The big orange sun bowed out of the reddish streaked sky. “Red sky at night, sailor’s delight. Red sky in morning, sailor’s warning,” Da chanted his old sailor adage before we rounded up our belongings to head towards the bus stop. We were always the last to leave the beach, Ma relentless not to return her rented deck chair. It was almost eight o’clock, and the long summer day of the northern hemisphere was drawing into a dreamy twilight.
We yawned when we reached the bus terminal. The families that came earlier were long gone. A few people lined up at the terminal between the barred railing. I hung upside down. The blood gushed to my head. I swished my body around like a spoon, coiling my torso to mimic Da’s upward spiral of cigarette smoke rings. He puffed anxiously as the bus driver circled the terminal area. I stirred harder. The double-decker bus pulled up next to the passenger bay. I could tell Da didn’t know the conductor. He slunk away like we all did after doing something wrong. Shame stood on end, a loose end tethered to its close handmaiden, guilt. I didn’t understand that Da had gambled away the bus fare and most of his wages. Angst was on a slow brew.
The bus loaded up. I leaned out the window and passed Da on his long walk home. He ambled, spry with a bag of kelps in each hand that he would later fling around his vegetable patch, all part of his pH plan. I didn’t know if I should wave or not. It had somehow felt like my fault he had been left behind. My anxiety settled like a fog without rising for days. I wondered why I’d funded a rollick with my winnings. Had I known, I could have given Da the bus fare. I was broke, and I’d hold out for my Holy Communion money and go back to play the shilling slots. I was never sure if Da had gambled away his bus money or had given up his bus fare so my pregnant mother would not have to walk two miles home with four children.
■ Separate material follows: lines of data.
PR #51, opened 2023-11-23
pydantic v2 support

PietroPasotti:
this PR adds pydantic v2 support

### DIFF
--- a/charmcraft.yaml
+++ b/charmcraft.yaml
@@ -10,3 +10,8 @@ bases:
       - name: "ubuntu"
         channel: "22.04"
 
+parts:
+  charm:
+    charm-binary-python-packages:
+      - "pydantic>=2"
+      - "opentelemetry-exporter-otlp-proto-grpc==1.17.0"
--- a/lib/charms/tempo_k8s/v0/tracing.py
+++ b/lib/charms/tempo_k8s/v0/tracing.py
@@ -83,7 +83,7 @@ from ops.charm import (
 )
 from ops.framework import EventSource, Object
 from ops.model import ModelError, Relation
-from pydantic import BaseModel
+from pydantic import BaseModel, ConfigDict
 
 # The unique Charmhub library identifier, never change it
 LIBID = "12977e9aa0b34367903d8afeb8c3d85d"
@@ -93,9 +93,9 @@ LIBAPI = 0
 
 # Increment this PATCH version before using `charmcraft publish-lib` or reset
 # to 0 if you are raising the major API version
-LIBPATCH = 7
+LIBPATCH = 8
 
-PYDEPS = ["pydantic<2.0"]
+PYDEPS = ["pydantic>=2"]
 
 logger = logging.getLogger(__name__)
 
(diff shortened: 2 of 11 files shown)


mmkay (approved):

PietroPasotti:
Come to think of it, given we're effectively breaking BC and possibly introducing incompatibilities if you try and use this together with another charm (lib) that requires pydantic<2, should we actually be bumping the major?
@simskij @mmkay

sed-i:
> Come to think of it, given we're effectively breaking BC and possibly introducing incompatibilities if you try and use this together with another charm (lib) that requires pydantic<2, should we actually be bumping the major? @simskij @mmkay

Yeah, this PR should probably have quite a few tandem PRs.

lib/charms/tempo_k8s/v0/tracing.py
```diff
@@ -121,37 +122,61 @@ class AmbiguousRelationUsageError(TracingError):
...
-            msg = f"failed to validate remote unit databag: {databag}"
+            msg = f"failed to validate databag: {databag}"
             logger.error(msg, exc_info=True)
             raise DataValidationError(msg) from e
 
-    def dump(self, databag: MutableMapping):
-        """Write the contents of this model to Juju databag."""
-        if self._NEST_UNDER:
-            databag[self._NEST_UNDER] = self.json()
+    def dump(self, databag: Optional[MutableMapping] = None, clear: bool = True):
```
sed-i, line 158: **Suggestion (non-blocking)**: decouple `dump` from `update`.

Currently, `dump` does two things:
1. dump
2. update (a mutable, "by ref")

I think we should decouple. Decoupling might also obviate _NEST_UNDER and `dump` itself.

Could tackle this in a separate issue.

charmcraft.yaml
```diff
@@ -10,3 +10,8 @@ bases:
       - name: "ubuntu"
         channel: "22.04"
 
+parts:
+  charm:
+    charm-binary-python-packages:
+      - "pydantic>=2"
+      - "opentelemetry-exporter-otlp-proto-grpc==1.17.0"
```
sed-i, line 17: Would be handy to document deps here:

```suggestion
      # lib/charms/tempo_k8s/v0/tracing.py
      - "pydantic>=2"
      
      - "opentelemetry-exporter-otlp-proto-grpc==1.17.0"
```

sed-i (approved):

lib/charms/tempo_k8s/v0/tracing.py
```diff
@@ -93,9 +93,9 @@ def __init__(self, *args):
 
 # Increment this PATCH version before using `charmcraft publish-lib` or reset
 # to 0 if you are raising the major API version
-LIBPATCH = 7
+LIBPATCH = 8
```
mmkay, line 96: As #52 got merged, you'll need to bump up the version by one more.

```suggestion
LIBPATCH = 9
```

PietroPasotti: major bumped instead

Years later, I separated from my gambling spouse. I returned to Tramore and crouched beside Da, who was ritually draped in seaweed at the water’s edge. The ocean sparkled and glistened, the rhythm was old and new. The horizon seemed so far, but yet so close. The cliffs cast a long shadow across the beach, drawing my eyes upward and my mind outward across time. I gazed out at the Metal Man, and the sun set into a fiery halo against the silhouette of the Man of Misery. A voided moment skipped a reality beat and became empty-hearted out of fear of being human. I picked it up, the way I did as a child, like some kind of poltergeist emotion that came and left me feeling warped. Neither of us had the emotional scope to know where to go. Tears were not part of our language. Instead, I stared out at the blazing sunset dip and blur behind the ominous Metal Man and wondered about who I became with the men in my life, my gamblers.